### [Assignment]
Find and copy the lines in the records beneath this task that contain the word "override".

### [Source material]
PR #102, opened 2021-09-28
Make it possible to configure Turing UI dynamically after static build is done

romanwozniak:
## Problem:
Currently, Turing UI configuration consists of a mix of hard-coded values (defined at [`config.js`](https://github.com/gojek/turing/blob/main/ui/src/config.js)) and a set of `REACT_APP_*` environment variables, that are supplied during the build time. This approach implies that we need to re-build the entire application just to change some configuration keys. It also forces us to release separate builds of Turing for different environments (i.e. dev/staging/production) because the configuration of different environments is naturally expected to be different. 

## Solution:
This PR introduces necessary changes to support overriding Turing UI settings at the run time (after the application is bundled as an optimized static release). This is achieved by including `app.config.js` into `index.html` and merging the runtime config (defined at `app.config.js`) with build-time config (defined at [`config.js`](https://github.com/gojek/turing/blob/main/ui/src/config.js)).
So, if the user wants to override Sentry DSN in Turing's static build, she can update `app.config.js` file in `dist` directory with a desired value like this:

```js
var config = {
    sentryConfig: {
        dsn: "my-new-dsn"
    }
};
```

## Changes:
The main change in the codebase is that config objects (i.e. `appConfig`, `sentryConfig` etc) should no longer be imported directly into components where they are used, but instead, required configuration should be retrieved with a custom `useConfig` React hook. This hook merges user-provided configuration with the configuration defined during the build.

### DIFF
--- a/ui/src/config.js
+++ b/ui/src/config.js
@@ -1,3 +1,4 @@
+import React from "react";
 import objectAssignDeep from "object-assign-deep";
 
 /*
@@ -87,8 +88,15 @@ const buildTimeConfig = {
   alertConfig,
 };
 
-export const useConfig = () => {
-  const runTimeConfig = window.config;
+const ConfigContext = React.createContext({});
 
-  return objectAssignDeep({}, buildTimeConfig, runTimeConfig);
+export const ConfigProvider = ({ children }) => {
+  const runTimeConfig = window.config;
+  const config = objectAssignDeep({}, buildTimeConfig, runTimeConfig);
+
+  return (
+    <ConfigContext.Provider value={config}>{children}</ConfigContext.Provider>
+  );
 };
+
+export const useConfig = () => React.useContext(ConfigContext);
--- a/ui/src/config.js
+++ b/ui/src/config.js
@@ -1,3 +1,5 @@
+import objectAssignDeep from "object-assign-deep";
+
 /*
  * In development environment, we set turingApiUrl, merlinApiUrl and mlpApiUrl
  * to unreachable paths so that the requests will be made to the given API
@@ -7,8 +9,8 @@
  * to the UI if the API is served from the same host. When the API's origin differs from
  * that of the UI, appropriate CORS policies are expected to be in place on the API server.
  */
-export const apiConfig = {
-  apiTimeout: process.env.REACT_APP_API_TIMEOUT || 5000,
+const apiConfig = {
+  apiTimeout: process.env.REACT_APP_API_TIMEOUT,
   useMockData: process.env.REACT_APP_USE_MOCK_DATA || false,
   turingApiUrl:
     process.env.NODE_ENV === "development"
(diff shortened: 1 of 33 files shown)


krithika369:
> So, if the user wants to override Sentry DSN in Turing's static build

Is that a good idea? It seems to me that this method makes it easy to expose sensitive information.

For our internal use case, perhaps the specific example of Sentry DSN can be set at build time because it's consistent across the different environments. But `REACT_APP_OAUTH_CLIENT_ID` varies and I'm not sure `app.config.js` is the place for it. How would they be handled?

### [Completed exercise]
So, if the user wants to override Sentry DSN in Turing's static build, she can update `app.config.js` file in `dist` directory with a desired value like this:
> So, if the user wants to override Sentry DSN in Turing's static build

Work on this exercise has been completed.